Детдомовские — сильные. Нас жизнь закалила раньше, чем мы научились ходить. Мы умеем терпеть боль, глотать слёзы, вставать после ударов.
Но эта боль... эта боль была другой.
Она не била — она выедала изнутри. Медленно, методично, день за днём.
Я думала о нём. Постоянно. Против воли.
Что он делает сейчас? Спит с ней — с Элиной? Смеётся над завтраком? Забыл моё лицо?
Помнит ли он, как я пахну? Как звучит мой голос? Как я закидываю ногу на него во сне?
Помнит ли он хоть что-то — или я уже стёрта, как ошибка, как случайная клякса на безупречном холсте его жизни?
От этих мыслей хотелось выть. Царапать стены. Биться головой о железную спинку кровати.
Но я не делала этого.
Ради Алёши.
Он толкался — всё реже, всё слабее. Ему оставалось немного. Скоро он появится на свет — здесь, в тюремной больнице, под лампами дневного света, в руках врача, который принял сотни таких детей.
И его заберут.
А я — останусь.
Пятнадцать лет.
Как это пережить? Как проснуться утром и знать, что твой ребёнок — где-то, без тебя, среди чужих людей?

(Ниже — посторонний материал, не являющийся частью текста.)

PR #241, opened 2021-01-21
Fix tooltip map

philschanely:
## Description

While linting, I misunderstood where the parenthesis needed to go in this map function and unnecessarily renamed the `children` variable.


AndrwM (approved):
LGTM! +1

joedakroub (approved):

PR #244, opened 2021-01-22
Form Input - added rails component

QuintonJason:
## Description

- [x] - add rails component
- [x] - update props

## Test notes

No visual change

### Steps for testing
1. Visit form input rails page: http://localhost:4000/pages/element/form_input
2. Verify demo and docs


philschanely (approved):
🥇 This is so great! While the form components are set up in simple_form in products its is SOOOOO nice to now have this available as a pure Rails component too! Thank you thank you thank you!

PR #245, opened 2021-01-22
Form Select - added rails component and updated docs

QuintonJason:
## Description

- [x] - added rails component
- [x] - updated docs and props

## Test notes

Visit 

### Steps for testing
1. Visit rails form select page: http://localhost:4000/pages/element/form_select
2. Verify demo and docs


philschanely (approved):
Looks great and works as expected 🙌

PR #247, opened 2021-01-22
Toast adjustments to fix bootstrap styling conflicts

pixelflips:
## Description
The toast component when used within `kajabi-products` is clashing ⚔️   with some bootstrap styles related to the `output` element.

These adjustments will provide the additional properties (font-size and padding) needed to override the bootstrap defaults and prevent this issue.

### Screenshots

|  before  |  after  |
|--------|--------|
|Screen Shot 2021-01-22 at 9 00 54 AM |Screen Shot 2021-01-22 at 9 01 19 AM|

## Test notes
There will be no visual changes within Sage but see screenshots above for how the appearance will change in `kajabi-products`.

### DIFF
--- a/packages/sage-assets/lib/stylesheets/patterns/elements/_toast.scss
+++ b/packages/sage-assets/lib/stylesheets/patterns/elements/_toast.scss
@@ -74,6 +74,8 @@ $-toast-viewport-spacing-bottom: sage-spacing();
 
 .sage-toast__value {
   margin-right: sage-spacing(xs);
+  padding: 0;
   color: sage-color(white);
   line-height: sage-line-height(2xs);
+  font-size: sage-font-size(md);
 }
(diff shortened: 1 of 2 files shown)


monkeypox8 (approved):
👍🏼 LGTM, seems to work as a temporary patch. I'm not well versed with the `output` element so I'm hoping @QuintonJason can weigh in

pixelflips:
@QuintonJason when you have a couple of minutes would you mind weighing in on this one if you have any concerns?

packages/sage-assets/lib/stylesheets/patterns/elements/_toast.scss
```diff
@@ -74,6 +74,8 @@ $-toast-viewport-spacing-bottom: sage-spacing();
 
 .sage-toast__value {
   margin-right: sage-spacing(xs);
+  padding: 0;
   color: sage-color(white);
   line-height: sage-line-height(2xs);
+  font-size: sage-font-size(md);
```
philschanely, line 80: For good measure could we perhaps extend the appropriate type spec here?

pixelflips: @philschanely yessir. thanks for pointing that out! 👍🏼

PR #253, opened 2021-01-22
Update dropdown size position

philschanely:
## Description

This PR adds ability to set a `max-width` for dropdown panels and fixes a positioning bug for when dropdowns and pinned and aligned right in React.

### Screenshots

Screen Shot 2021-01-25 at 10 52 58 AM

## Test notes

See storybook and `Panel` where an `OptionsDropdown` is used in context, pinned, and positioned right now with the new `max-width`.


monkeypox8 (approved):
👍🏼 Nice! LGTM

QuintonJason (approved):
💥

PR #264, opened 2021-01-26
Dropdown - fixed string interpolation issue when multiple words present

QuintonJason:
## Description

- [x] - resolve string interpolation issue when multiple words present

### Screenshots

|  before  |  after  |
|--------|--------|
|Screen_Shot_2021-01-26_at_9_00_32_AM|Screen_Shot_2021-01-26_at_8_59_19_AM|

### Steps for testing
1. Visit dropdown sage page: http://localhost:4000/pages/object/dropdown
2. In the `SageLabel Button, with SageLabel Values, and aligned right example`, Inspect the `Delete Category` option
3. Verify that the multi word value is 2 words surrounded by quotes and not only the first word being wrapped in quotes

### DIFF
--- a/docs/app/views/examples/objects/dropdown/_preview.html.erb
+++ b/docs/app/views/examples/objects/dropdown/_preview.html.erb
@@ -97,7 +97,10 @@
       value: "Delete Category",
       icon: "trash",
       style: "danger",
-      attributes: { "href": "#" },
+      attributes: { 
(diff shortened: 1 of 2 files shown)


philschanely (approved):
Thanks for this!

joedakroub (approved):
Great catch! 👍🏼

PR #270, opened 2021-01-27
Adjust deselect functionality

philschanely:
## Description

This PR allows for `SelectDropdown`s to use the `allowDeselect` property to control whether an item within a dropdown can be deselected by clicking it a second time. This is not default behavior standard HTML `select` either, but it can now be enacted when desired in this component rather than forced as a default. 

## Test notes

No changes should occur in Rails. React uses of the `SelectDropdown` component must now set `allowDeselect` to `true` in order to retain the prior setup. No existing implementations of this component in `products` need the prior setup as a default.


joedakroub (approved):
Nice addition! Looking good. 👍🏼

PR #273, opened 2021-01-29
Dropdown - conditionally render button in dropdown item

QuintonJason:
## Description

Render a `<button>` in the dropdown item if its `attributes` don't contain a `href`

### Screenshots

|  before  |  after  |
|--------|--------|
|Screen_Shot_2021-01-29_at_2_07_26_PM|Screen_Shot_2021-01-29_at_10_43_40_AM|

### Steps for testing
1. Visit the dropdown page: http://localhost:4000/pages/object/dropdown
2. If the calling code Dropdown item's `item:attributes` exists but does not contain an `href` the rendered element is a `<button>`. If the Dropdown item's `item:attributes` contain an `href` or are not present, the rendered element is a `<a>`.

### DIFF
--- a/docs/lib/sage_rails/app/views/sage_components/_sage_dropdown.html.erb
+++ b/docs/lib/sage_rails/app/views/sage_components/_sage_dropdown.html.erb
@@ -72,12 +72,13 @@
                 <% end if item[:attributes]&.is_a?(Hash) %>
                 role="menuitem"
                 tabindex="0"
+                type="button"
                 class="
                   sage-dropdown__item-control
                   <%= "sage-dropdown__item-control--#{item[:style]}" if item[:style] %>
                   <%= "sage-dropdown__item-control--icon-#{item[:icon]}" if item[:icon] %>
                 ">
-                hey
+                <%= item[:value].html_safe %>
               </button>
             <% end %>
           </li>
--- a/docs/lib/sage_rails/app/views/sage_components/_sage_dropdown.html.erb
+++ b/docs/lib/sage_rails/app/views/sage_components/_sage_dropdown.html.erb
@@ -50,20 +50,36 @@
             "
             role="none"
           >
-            <a
-              <% item[:attributes].each do |key, value| %>
-                <%= key %>="<%= value %>"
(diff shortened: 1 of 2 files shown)


pixelflips (approved):
LGTM! Nice work! 👍🏼

docs/lib/sage_rails/app/views/sage_components/_sage_dropdown.html.erb
```diff
@@ -50,20 +50,36 @@
...
+                  <%= key %>="<%= value %>"
+                <% end if item[:attributes]&.is_a?(Hash) %>
+                role="menuitem"
+                tabindex="0"
+                class="
+                  sage-dropdown__item-control
+                  <%= "sage-dropdown__item-control--#{item[:style]}" if item[:style] %>
+                  <%= "sage-dropdown__item-control--icon-#{item[:icon]}" if item[:icon] %>
+                ">
+                hey
```
monkeypox8, line 80: 😁 Probably should be `<%= item[:value].html_safe %>`

docs/lib/sage_rails/app/views/sage_components/_sage_dropdown.html.erb
```diff
@@ -50,20 +50,36 @@
...
+                "
+              >
+                <%= item[:value].html_safe %>
+              </a>
+            <% else %>
+              <button 
+                <% item[:attributes].each do |key, value| %>
+                  <%= key %>="<%= value %>"
+                <% end if item[:attributes]&.is_a?(Hash) %>
+                role="menuitem"
```
monkeypox8, line 73: Could we add `type="button"` here as a default?

monkeypox8 (commented):
Looking great, makes a huge difference for semantic elements. Couple of items to check out below:

docs/lib/sage_rails/app/views/sage_components/_sage_dropdown.html.erb
QuintonJason: 🤦 ,  the ole filler text strikes back!

PR #276, opened 2021-02-01
Avatar center and sizing

philschanely:
## Description

This PR adds ability to center an Avatar in its layout space and to provide a custom size for the Avatar.

Bonus: Fixes a schema validation error on `PanelRow` rails component.

### Screenshots

Screen Shot 2021-02-01 at 1 10 31 PM

## Test notes

See Objects > Avatar

### Steps for testing in app

Avatar is not used in any production contexts to validate and these changes do not affect default implementations.

Bonus: SagePanelRow examples can be checked in the following instances and they should all behave as they have to date:
- [ ] Dashboard "Here's what's happening" cards
- [ ] Product catalog > row below search bar showing number of products and sort options


pixelflips (approved):
LGTM 👍🏼  - Nice work!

Как вообще жить после этого?
Я не знала тогда, что жизнь готовила мне удар ещё страшнее.
Что Алёшу не заберут в детдом.
Что он не доживёт до этого.
Что через три недели я буду держать его — маленького, синеватого, с глазами цвета серого неба — и считать секунды.
Шестнадцать минут.
Вся его жизнь — шестнадцать минут.
Но в те дни, в санчасти, я ещё не знала. Ещё надеялась. Ещё строила планы — как буду бороться за него, как добьюсь права на свидания, как выйду раньше за хорошее поведение.
Надежда — жестокая вещь.
Она держит тебя на плаву, когда нужно утонуть.
Она заставляет дышать, когда нужно перестать.
Она обещает: всё будет хорошо, всё наладится, всё образуется.
А потом — бьёт. Наотмашь. Без предупреждения.
И ты падаешь.
И понимаешь: надежда — это не спасение.
Это отсрочка приговора.
Той ночью я лежала в темноте и слушала тишину.
Не ту, в которой тонут. Другую. Ту, в которой рождается что-то новое.